* _Goal of the exercise_: All of the data that appears below is to be given again precisely as written.

__________________________________________________

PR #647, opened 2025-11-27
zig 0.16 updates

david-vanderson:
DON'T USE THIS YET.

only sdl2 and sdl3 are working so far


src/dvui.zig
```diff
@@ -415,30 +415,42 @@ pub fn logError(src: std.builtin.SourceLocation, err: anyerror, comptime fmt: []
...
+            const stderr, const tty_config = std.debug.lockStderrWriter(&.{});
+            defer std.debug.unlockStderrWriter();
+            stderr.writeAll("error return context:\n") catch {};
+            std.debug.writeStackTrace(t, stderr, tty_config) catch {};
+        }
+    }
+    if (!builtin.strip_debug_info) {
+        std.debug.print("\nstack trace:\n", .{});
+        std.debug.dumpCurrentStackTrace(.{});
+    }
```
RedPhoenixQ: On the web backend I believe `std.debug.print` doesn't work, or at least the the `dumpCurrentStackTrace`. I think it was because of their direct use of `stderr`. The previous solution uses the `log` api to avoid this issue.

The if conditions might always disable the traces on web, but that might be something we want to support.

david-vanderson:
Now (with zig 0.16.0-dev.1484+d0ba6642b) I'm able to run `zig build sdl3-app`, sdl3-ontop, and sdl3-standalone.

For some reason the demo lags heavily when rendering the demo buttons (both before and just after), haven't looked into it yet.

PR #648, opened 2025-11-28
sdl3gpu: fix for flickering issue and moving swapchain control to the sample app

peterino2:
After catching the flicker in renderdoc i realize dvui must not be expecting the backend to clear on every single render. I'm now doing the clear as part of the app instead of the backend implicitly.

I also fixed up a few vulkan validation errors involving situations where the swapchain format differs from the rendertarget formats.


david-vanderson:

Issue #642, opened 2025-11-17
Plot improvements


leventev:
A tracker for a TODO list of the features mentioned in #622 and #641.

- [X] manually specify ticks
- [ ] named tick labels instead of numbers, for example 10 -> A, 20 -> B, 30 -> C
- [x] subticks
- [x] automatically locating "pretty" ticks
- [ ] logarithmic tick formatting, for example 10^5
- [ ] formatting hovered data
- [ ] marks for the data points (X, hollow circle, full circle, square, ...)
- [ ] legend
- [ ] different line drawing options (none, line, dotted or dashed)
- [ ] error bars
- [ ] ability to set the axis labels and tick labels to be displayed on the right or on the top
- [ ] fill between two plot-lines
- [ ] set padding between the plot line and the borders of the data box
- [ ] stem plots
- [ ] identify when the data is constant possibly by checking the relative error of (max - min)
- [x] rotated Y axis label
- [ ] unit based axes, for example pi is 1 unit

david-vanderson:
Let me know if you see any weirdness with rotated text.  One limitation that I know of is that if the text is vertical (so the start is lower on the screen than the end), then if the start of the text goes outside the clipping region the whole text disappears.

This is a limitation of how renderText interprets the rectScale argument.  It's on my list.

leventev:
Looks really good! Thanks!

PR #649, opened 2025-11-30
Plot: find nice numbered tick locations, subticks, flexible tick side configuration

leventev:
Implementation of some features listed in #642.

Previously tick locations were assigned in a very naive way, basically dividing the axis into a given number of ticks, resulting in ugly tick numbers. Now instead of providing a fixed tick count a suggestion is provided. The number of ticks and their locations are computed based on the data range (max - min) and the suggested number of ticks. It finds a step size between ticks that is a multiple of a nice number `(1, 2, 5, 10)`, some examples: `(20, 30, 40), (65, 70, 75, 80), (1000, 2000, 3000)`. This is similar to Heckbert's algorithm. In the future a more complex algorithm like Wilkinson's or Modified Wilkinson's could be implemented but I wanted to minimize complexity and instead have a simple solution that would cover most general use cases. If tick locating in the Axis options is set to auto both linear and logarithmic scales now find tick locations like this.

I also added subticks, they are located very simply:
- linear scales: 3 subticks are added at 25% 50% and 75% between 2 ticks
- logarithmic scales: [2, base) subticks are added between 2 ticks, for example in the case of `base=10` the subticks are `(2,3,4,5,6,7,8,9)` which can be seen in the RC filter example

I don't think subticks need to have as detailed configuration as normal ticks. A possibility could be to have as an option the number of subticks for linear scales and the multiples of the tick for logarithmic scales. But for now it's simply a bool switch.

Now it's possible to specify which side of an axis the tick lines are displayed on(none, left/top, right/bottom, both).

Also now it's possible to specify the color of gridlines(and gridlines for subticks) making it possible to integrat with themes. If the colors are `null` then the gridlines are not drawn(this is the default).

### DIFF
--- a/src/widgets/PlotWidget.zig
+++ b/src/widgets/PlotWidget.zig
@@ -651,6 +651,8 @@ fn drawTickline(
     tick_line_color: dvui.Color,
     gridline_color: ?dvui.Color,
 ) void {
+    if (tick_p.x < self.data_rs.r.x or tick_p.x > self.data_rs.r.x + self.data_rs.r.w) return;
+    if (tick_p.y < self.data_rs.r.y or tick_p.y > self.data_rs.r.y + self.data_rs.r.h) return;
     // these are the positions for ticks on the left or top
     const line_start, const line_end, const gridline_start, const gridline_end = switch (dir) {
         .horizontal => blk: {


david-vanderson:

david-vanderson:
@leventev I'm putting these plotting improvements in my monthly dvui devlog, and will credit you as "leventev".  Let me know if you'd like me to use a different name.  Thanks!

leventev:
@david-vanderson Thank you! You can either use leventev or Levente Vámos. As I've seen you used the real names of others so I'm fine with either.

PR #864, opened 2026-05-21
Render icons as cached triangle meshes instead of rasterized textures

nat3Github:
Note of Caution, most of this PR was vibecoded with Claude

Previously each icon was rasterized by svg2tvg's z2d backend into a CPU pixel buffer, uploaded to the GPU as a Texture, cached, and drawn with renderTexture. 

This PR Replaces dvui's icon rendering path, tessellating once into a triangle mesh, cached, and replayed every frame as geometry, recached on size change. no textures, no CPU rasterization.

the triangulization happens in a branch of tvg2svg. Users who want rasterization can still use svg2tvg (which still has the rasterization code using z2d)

__________________________________________________

* _Solution to the problem_:
PR #647, opened 2025-11-27
zig 0.16 updates

david-vanderson:
DON'T USE THIS YET.

only sdl2 and sdl3 are working so far


src/dvui.zig
```diff
@@ -415,30 +415,42 @@ pub fn logError(src: std.builtin.SourceLocation, err: anyerror, comptime fmt: []
...
+            const stderr, const tty_config = std.debug.lockStderrWriter(&.{});
+            defer std.debug.unlockStderrWriter();
+            stderr.writeAll("error return context:\n") catch {};
+            std.debug.writeStackTrace(t, stderr, tty_config) catch {};
+        }
+    }
+    if (!builtin.strip_debug_info) {
+        std.debug.print("\nstack trace:\n", .{});
+        std.debug.dumpCurrentStackTrace(.{});
+    }
```
RedPhoenixQ: On the web backend I believe `std.debug.print` doesn't work, or at least the the `dumpCurrentStackTrace`. I think it was because of their direct use of `stderr`. The previous solution uses the `log` api to avoid this issue.

The if conditions might always disable the traces on web, but that might be something we want to support.

david-vanderson:
Now (with zig 0.16.0-dev.1484+d0ba6642b) I'm able to run `zig build sdl3-app`, sdl3-ontop, and sdl3-standalone.

For some reason the demo lags heavily when rendering the demo buttons (both before and just after), haven't looked into it yet.

PR #648, opened 2025-11-28
sdl3gpu: fix for flickering issue and moving swapchain control to the sample app

peterino2:
After catching the flicker in renderdoc i realize dvui must not be expecting the backend to clear on every single render. I'm now doing the clear as part of the app instead of the backend implicitly.

I also fixed up a few vulkan validation errors involving situations where the swapchain format differs from the rendertarget formats.


david-vanderson:

Issue #642, opened 2025-11-17
Plot improvements


leventev:
A tracker for a TODO list of the features mentioned in #622 and #641.

- [X] manually specify ticks
- [ ] named tick labels instead of numbers, for example 10 -> A, 20 -> B, 30 -> C
- [x] subticks
- [x] automatically locating "pretty" ticks
- [ ] logarithmic tick formatting, for example 10^5
- [ ] formatting hovered data
- [ ] marks for the data points (X, hollow circle, full circle, square, ...)
- [ ] legend
- [ ] different line drawing options (none, line, dotted or dashed)
- [ ] error bars
- [ ] ability to set the axis labels and tick labels to be displayed on the right or on the top
- [ ] fill between two plot-lines
- [ ] set padding between the plot line and the borders of the data box
- [ ] stem plots
- [ ] identify when the data is constant possibly by checking the relative error of (max - min)
- [x] rotated Y axis label
- [ ] unit based axes, for example pi is 1 unit

david-vanderson:
Let me know if you see any weirdness with rotated text.  One limitation that I know of is that if the text is vertical (so the start is lower on the screen than the end), then if the start of the text goes outside the clipping region the whole text disappears.

This is a limitation of how renderText interprets the rectScale argument.  It's on my list.

leventev:
Looks really good! Thanks!

PR #649, opened 2025-11-30
Plot: find nice numbered tick locations, subticks, flexible tick side configuration

leventev:
Implementation of some features listed in #642.

Previously tick locations were assigned in a very naive way, basically dividing the axis into a given number of ticks, resulting in ugly tick numbers. Now instead of providing a fixed tick count a suggestion is provided. The number of ticks and their locations are computed based on the data range (max - min) and the suggested number of ticks. It finds a step size between ticks that is a multiple of a nice number `(1, 2, 5, 10)`, some examples: `(20, 30, 40), (65, 70, 75, 80), (1000, 2000, 3000)`. This is similar to Heckbert's algorithm. In the future a more complex algorithm like Wilkinson's or Modified Wilkinson's could be implemented but I wanted to minimize complexity and instead have a simple solution that would cover most general use cases. If tick locating in the Axis options is set to auto both linear and logarithmic scales now find tick locations like this.

I also added subticks, they are located very simply:
- linear scales: 3 subticks are added at 25% 50% and 75% between 2 ticks
- logarithmic scales: [2, base) subticks are added between 2 ticks, for example in the case of `base=10` the subticks are `(2,3,4,5,6,7,8,9)` which can be seen in the RC filter example

I don't think subticks need to have as detailed configuration as normal ticks. A possibility could be to have as an option the number of subticks for linear scales and the multiples of the tick for logarithmic scales. But for now it's simply a bool switch.

Now it's possible to specify which side of an axis the tick lines are displayed on(none, left/top, right/bottom, both).

Also now it's possible to specify the color of gridlines(and gridlines for subticks) making it possible to integrat with themes. If the colors are `null` then the gridlines are not drawn(this is the default).

### DIFF
--- a/src/widgets/PlotWidget.zig
+++ b/src/widgets/PlotWidget.zig
@@ -651,6 +651,8 @@ fn drawTickline(
     tick_line_color: dvui.Color,
     gridline_color: ?dvui.Color,
 ) void {
+    if (tick_p.x < self.data_rs.r.x or tick_p.x > self.data_rs.r.x + self.data_rs.r.w) return;
+    if (tick_p.y < self.data_rs.r.y or tick_p.y > self.data_rs.r.y + self.data_rs.r.h) return;
     // these are the positions for ticks on the left or top
     const line_start, const line_end, const gridline_start, const gridline_end = switch (dir) {
         .horizontal => blk: {


david-vanderson:

david-vanderson:
@leventev I'm putting these plotting improvements in my monthly dvui devlog, and will credit you as "leventev".  Let me know if you'd like me to use a different name.  Thanks!

leventev:
@david-vanderson Thank you! You can either use leventev or Levente Vámos. As I've seen you used the real names of others so I'm fine with either.

PR #864, opened 2026-05-21
Render icons as cached triangle meshes instead of rasterized textures

nat3Github:
Note of Caution, most of this PR was vibecoded with Claude

Previously each icon was rasterized by svg2tvg's z2d backend into a CPU pixel buffer, uploaded to the GPU as a Texture, cached, and drawn with renderTexture. 

This PR Replaces dvui's icon rendering path, tessellating once into a triangle mesh, cached, and replayed every frame as geometry, recached on size change. no textures, no CPU rasterization.

the triangulization happens in a branch of tvg2svg. Users who want rasterization can still use svg2tvg (which still has the rasterization code using z2d)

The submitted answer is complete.